The dump direction is the non-trivial half. Emitting YAML that round-trips through any conformant parser — handling quoting rules (single, double, none, plain-with-special-char escapes), block-scalar indentation, the noRefs discipline that prevents accidental anchor cycles, and the strict forceQuotes: false discipline that keeps the wire form readable — requires a substantial chunk of code that the YAML spec already specifies. Hand-rolling it would mean owning the conformance burden ADR-0001 was written to avoid for non-protocol concerns. The load direction is closer to tractable, but the asymmetry would split the codebase across two YAML implementations (in-tree reader, npm writer) for no real gain.

Decision

js-yaml is sanctioned for markdown frontmatter parse and emit only. It is added to the SANCTIONED allowlist of tests/core-dependency-policy.test.mjs; its row leaves the PENDING_ADR map.

Permitted use:

  • Parsing markdown frontmatter (---\n…\n---) into a plain JS object via yaml.load.
  • Emitting frontmatter from a plain JS object via yaml.dump with the existing options (lineWidth: 1200, noRefs: true, quotingType: '"', forceQuotes: false) so the wire form stays diff-friendly.

Out of scope:

  • Parsing or emitting arbitrary YAML documents (Kubernetes manifests, OpenAPI specs, ad-hoc config files). Any new YAML use case must justify itself or pick a different format.
  • Using js-yaml's tag/schema customization. The default DEFAULT_SCHEMA is sufficient for frontmatter; reaching for custom tags signals scope creep.

Rationale

The frontmatter contract — name, description, cx_doc_id, body_hash, generator, intake, etc. — is durable repo state that ships in every skill, doc, and migration artifact. The dependency's surface area in Construct is bounded to one operation (frontmatter) used by three callers, all of which already exist; the ADR ratifies the steady state rather than authorizing new growth.

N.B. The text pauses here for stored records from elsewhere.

PR #2390, opened 2022-04-07
Add police custody form

georgeschena:
### Issue tracking

- [P4-XXXX]()

## Screenshots

| Before | After |
| ------ | ----- |
| <kbd></kbd> | <kbd></kbd> |

#### Automated testing

#### Manual testing

- [ ] Chrome
- [ ] Firefox
- [ ] Edge
- [ ] Internet Explorer

### Environment variables

### Other considerations


app/move/app/view/middleware/locals.move-details.js
```diff
@@ -5,8 +5,25 @@ function localsMoveDetails(req, res, next) {
...
+
+  move.important_events.forEach(event => {
+    if (event.event_type === 'MoveLodgingStart') {
+      moveLodgingStarted = true
+      moveLodgingEnded = false
+    } else if (event.event_type === 'MoveLodgingEnd') {
+      moveLodgingStarted = false
+      moveLodgingEnded = true
+    }
+  })
```
thomasleese, line 23:
```suggestion
  res.locals.moveLodgingStarted = move.important_events.some({ event_type } => event_type === 'MoveLodgingStart')
  res.locals.moveLodgingEnded = move.important_events.some({ event_type } => event_type === 'MoveLodgingEnd')
```

app/move/app/view/views/_layout.njk
```diff
@@ -30,11 +30,20 @@
...
+      <div class="govuk-width-container prison-lockout-banner-content">
+        <div class="govuk-grid-row">
+          <div class="govuk-grid-column-two-thirds">
+            {{ govukWarningText({
+              text: t("moves::is_lockout"),
+              iconFallbackText: "Warning"
+            }) }}
+          </div>
+          <div class="govuk-grid-column-one-third">
+            {% if moveLodgingStarted === true and moveLodgingEnded === false %}
```
thomasleese, line 42:
```suggestion
            {% if moveLodgingStarted and !moveLodgingEnded %}
```

common/services/event.js
```diff
@@ -0,0 +1,85 @@
...
+      let type
+      let relationshipsId
+      let supplierPersonnelNumber
+
+      const eventDescription = lockoutEvents[event]
+
+      if (PER_EVENTS.includes(event)) {
+        type = 'person_escort_records'
+        relationshipsId = move.profile.person_escort_record.id
+        supplierPersonnelNumber = 'supplier_personnel_number'
```
thomasleese, line 38:
```suggestion
        supplierPersonnelNumber = 'police_personnel_number'
```

As we're sending this up as police, it should be the police personnel number.

common/services/event.js
```diff
@@ -0,0 +1,85 @@
...
+      'PersonMoveUsedForce',
+      'PersonMoveDeathInCustody',
+    ]
+
+    const todaysDate = new Date()
+    const events = []
+
+    events.push(lockoutEvents.events)
+
+    events.flat().map(async event => {
```
thomasleese, line 28: Do we need to `await` this to get the results? I'm wondering what happens if one of these `POST`s fails, does it stop immediately or does it continue to the next one, and what does the user see?

common/services/event.js
```diff
@@ -0,0 +1,85 @@
...
+      'PerMedicalAid',
+      'PerMedicalDrugsAlcohol',
+      'PerMedicalMentalHealth',
+      'PerPropertyChange',
+      'PerGeneric',
+    ]
+    const PERSON_MOVE_EVENTS = [
+      'PersonMoveUsedForce',
+      'PersonMoveDeathInCustody',
+    ]
```
thomasleese, line 21: I'd be tempted to pull these out of the function and to the top of the file or in the classs.

common/services/event.js
```diff
@@ -0,0 +1,85 @@
...
+          relationships: {
+            eventable: {
+              data: {
+                type: type,
+                id: relationshipsId,
+              },
+            },
+            location: {
+              data: {
+                id: `${move.from_location.id}`,
```
thomasleese, line 70: This should actually be the location of where the event occurred, which in this case would be where the person is held over night.

app/police-custody-form/police-custody-form.njk
```diff
@@ -0,0 +1,430 @@
...
+          </h3>
+
+          {{ appMetaList(moveDetails) }}
+
+          <p class="govuk-!-margin-top-3 govuk-!-margin-bottom-0 govuk-!-font-size-16">
+            <a href="{{ urls.move.details }}#tabs">
+              {{ t("actions::view_or_edit_move_details") }}
+            </a>
+          </p>
+        {% endcall %}
```
thomasleese, line 420: I'm wondering if this form should actually be within the `move` app. It has a few benefits, mostly that we can use the same layout template so this wouldn't be required, and it means we can use the same `setMove` middleware.

thomasleese (commented):
Generally looks good, I've left a few comments!

common/services/event.js
Thource: Yeah I think this should be `return Promise.all(events.flat().map(async event => {...`

app/move/app/view/views/_layout.njk
georgeschena: I don't think NJK supports the `!` operator on a variable

common/services/event.js
georgeschena: Yeah agreed adding `Promise.all` will help if any of the events sent to the api errors out. 

There is a separate ticket to deal with errors on the police custody form here [P4-3515](https://dsdmoj.atlassian.net/browse/P4-3515). We can create some nice error messaging if the submission to the API fails, telling the user to retry. We will need Sophie and Lizzie to potentially create some error messaging for this type of error as I can't see any designs for a failed submission.

app/move/app/view/views/_layout.njk
Thource: NJK supports `not` instead of `!`, so maybe this should be `if moveLodgingStarted and not moveLodgingEnded`

common/services/event.js
georgeschena: Could we use the `move.to_location.id` in this case then? as the [incident events git repo](https://github.com/ministryofjustice/hmpps-book-secure-move-api/wiki/Incident-Events) says: 

`location - The location the incident occurred or the destination the vehicle was headed`

So we could use the original `to_location` as that would be the destination the vehicle was originally headed too?

app/police-custody-form/police-custody-form.njk
georgeschena: I did think about moving it to the `move` app, and I agree the benefit of the `setMove` middleware. 

I found that the layout for the police custody form page is slightly different, as it has a few less components on the side panel, it doesn't include the links to edit or view move details or the cancel move link. 

I wanted to align it in a similar way to how the person escort record form is laid out in order to have some consistency with these forms.

Thource (approved):

georgeschena:
Just want to leave this comment here. 

As Tom is off till Friday and we don't want to hold this PR back as other tickets are dependent on this PR going through. Adam and I have decided to merge this. 
Happy to have a convo around the comments Tom had left once he's back! As no one will be using this page yet so we can make changes once this PR is merged no issue. Just wanted to leave this comment here as didn't want it to come across as me ignoring the PR comments :)

ElizabethGoddard:
Hey @georgeschena let's pair on this as it's easiest but just adding a list here for our reference to go through:

- [ ] Full stop after 'Select all that apply'
- [ ] 40px between each group and buttons at the bottom
- [ ] Padding on events button
- [ ] Check padding on 'Give details'
- [ ] Discuss box width
- [ ] Discuss inset text option from discussion with Tom

common/services/event.js
thomasleese: I think ideally we'd use the police lockout location, but if that's impossible then `move.to_location.id` is better, however it wouldn't be entirely accurate (users might be confused if they see the event happened at the start location when actually it happened during a lockout).

app/move/app/view/views/_layout.njk
thomasleese: Oh nice!

app/police-custody-form/police-custody-form.njk
thomasleese: I think in this case then it's worth moving the `setMove` middleware in to the common middlewares since it's useful in multiple apps, and means we can avoid unnecessary duplication.

PR #2399, opened 2022-04-11
Reduce default field length

thomasleese:
For single line top level text fields the length ends up being the full length of the page. This looks a little odd, and it's inconsistent with the text area fields. We'd like to change the default so it looks better.

### Old

Screenshot 2022-04-11 at 14 45 24

### New

Screenshot 2022-04-11 at 14 47 23


Thource (approved):

ElizabethGoddard:
Looks good thank you @thomasleese

PR #2432, opened 2022-04-22
Use the journeys to_location for lockout events payload

georgeschena:


app/police-custody-form/controllers.js
```diff
@@ -5,6 +5,7 @@ exports.addEvents = async function (req, res) {
   const user = req.user
   const move = req.move
   const moveId = req.move.id
+  const journeys = req.journeys
```
thomasleese, line 8: I know it's not related to this PR, but we could refactor this:

```suggestion
  const { user, move, journeys } = req
  const moveId = move.id
```

thomasleese (approved):

PR #2433, opened 2022-04-22
Create new 'Lockouts events added successfully' flash banner for when events have been added

georgeschena:
### What changed

When a user submits lockout events successfully, a flash banner will appear notifying them it has been successful. 

### Why did it change

To allow the user to know that their lockout events have been submitted

### Issue tracking

- [P4-3510](https://dsdmoj.atlassian.net/browse/P4-3510)

## Screenshots

Screenshot 2022-04-22 at 14 33 19

### DIFF
--- a/app/police-custody-form/controllers.js
+++ b/app/police-custody-form/controllers.js
@@ -23,7 +23,13 @@ exports.addEvents = async function (req, res) {
 
   await req.services.event.postEvents(lockoutEvents, move, journeys, user)
 
-  req.session.successBanner = true
+  const fullName = move.profile.person._fullname
+
+  req.flash('success', {
+    title: req.t('messages::events_added.heading'),
+    content: req.t('messages::events_added.content', { fullName }),
+  })
+
   return res.redirect(`/move/${moveId}/timeline`)
 }
 
--- a/app/police-custody-form/controllers.js
+++ b/app/police-custody-form/controllers.js
@@ -23,6 +23,7 @@ exports.addEvents = async function (req, res) {
 
   await req.services.event.postEvents(lockoutEvents, move, journeys, user)
 
+  req.session.successBanner = true
   return res.redirect(`/move/${moveId}/timeline`)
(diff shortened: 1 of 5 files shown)


app/police-custody-form/controllers.js
```diff
@@ -23,6 +23,7 @@ exports.addEvents = async function (req, res) {
 
   await req.services.event.postEvents(lockoutEvents, move, journeys, user)
 
+  req.session.successBanner = true
```
thomasleese, line 26: `req.flash` should store the message in the session, so you should be able to call it here directly before the redirect and avoid the logic in the timeline view. This also means we can change the redirect without having to change that logic, and keeps it close to where the success happens.

locales/en/messages.json
```diff
@@ -70,5 +70,9 @@
     "content":"",
     "content_youth_risk_assessment":"The $t({{context}}) for <strong>{{name}}</strong> has been successfully confirmed. You can now start the Person Escort Record.",
     "content_person_escort_record":"The handover for <strong>{{name}}</strong> has been recorded. You can view the details recorded in the <a href=\"{{timelineUrl}}\">history of events</a>."
+  },
+  "events_added": {
+    "heading": "Lockout events added successfully",
+    "content": "You have added new lockout events for <b>{{fullName}}</b>. You can view the details in the <a href='#tab-history-of-events' class='govuk-link'>history of events</a>."
```
thomasleese, line 76:
```suggestion
    "content": "You have added new lockout events for <strong>{{fullName}}</strong>. You can view the details in the <a href='#tab-history-of-events' class='govuk-link'>history of events</a>."
```

I think generally we use a `strong` tag as it's less about the presentation and instead that's controlled in CSS - and it's better for accessibility.

app/police-custody-form/controllers.js
georgeschena: Ohh nice!

PR #2499, opened 2022-05-11
Improve content for the handover event

thomasleese:
This improves the textual content for the handover event as per content designer request. The main difference is that the location of where the handover occurred is now included, as this supports lockouts where there can be more than one handover event.

[Jira Ticket](https://dsdmoj.atlassian.net/browse/P4-3662)

### Old

Screenshot 2022-05-11 at 15 21 32

### New

Screenshot 2022-05-11 at 15 17 44

### DIFF
--- a/locales/en/events.json
+++ b/locales/en/events.json
@@ -153,7 +153,7 @@
   },
   "MoveLodgingStart": {
     "heading": "Lodging started",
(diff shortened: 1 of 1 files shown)


matt-crowson-moj (approved):

Thource (approved):

SophieDodds:
I think this is good to go other than the odd numbers which I know happen automatically and also happen in the events too. We can deal with that issue in another ticket. Happy to merge, thanks!

PR #2512, opened 2022-05-13
Exclude certain events from tags list

thomasleese:
These were added accidentally when we started including these events in db2990edad77481b2e34e4274be7ebac6d40c42b and 5532e88971848e0d77ed60174c4624068d851d7a.

### Old

Screenshot 2022-05-13 at 11 03 39

### New

Screenshot 2022-05-13 at 11 03 43


ElizabethGoddard:
Hi Tom, just to check this will remove any events that aren't warnings (with exclamations), so also lodging ended and anything else, right?

thomasleese:
> Hi Tom, just to check this will remove any events that aren't warnings (with exclamations), so also lodging ended and anything else, right?

It removes the PER handover, lodging start and lodging end events. It doesn't touch the next of kin, or property change events, for example.

Thource (approved):

PR #2636, opened 2022-06-22
Dedicated self contained Contenful links

georgeschena:
### What changed

Allow a content designer to create content, and allow the content to generate a self contained link in order to share this single piece of content to dedicated users.

### Why did it change

So we can target specific users to send dedicated content too

### Issue tracking

- [P4-3759](https://dsdmoj.atlassian.net/browse/P4-3759)


Thource:
@dependabot rebase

A from-scratch in-tree replacement would consume ~300–500 lines of code to handle the quoting and escape rules js-yaml already covers, plus tests for every edge case. Carrying that maintenance cost forever to avoid one mature, audited dependency (4.x line, ~1KB compressed in the install footprint) is the wrong trade for a non-protocol concern.

Rejected alternatives

  • Replace with a hand-rolled frontmatter parser/emitter. Feasible, but the implementation cost (especially dump with proper escape rules and noRefs discipline) doesn't earn its keep against the dependency's narrow use. Rejected on cost-vs-value.
  • Restrict to YAML the writer never round-trips back. Removes the symmetry argument but leaves the load callsite still depending on the same library. Rejected because it does not shrink the surface meaningfully.
  • Switch to TOML or JSON5 for new frontmatter. Breaks every existing skill, doc, and ADR; the migration alone would touch hundreds of files for no functional gain. Rejected.

Consequences

  • The core-dependency-policy test moves js-yaml from PENDING_ADR to SANCTIONED. The ratchet still fails on any new unaccounted dep.
  • Future expansion of YAML usage — outside frontmatter — requires a new ADR or a new sanctioned scope. The current allowlist entry is narrow on purpose.
  • node-webvtt is removed from package.json (zero in-tree usage at the time of this ADR) and from PENDING_ADR. No replacement is needed.
  • Upgrades to the js-yaml 4.x line follow the standard release-gate path (release-and-deploy runbook).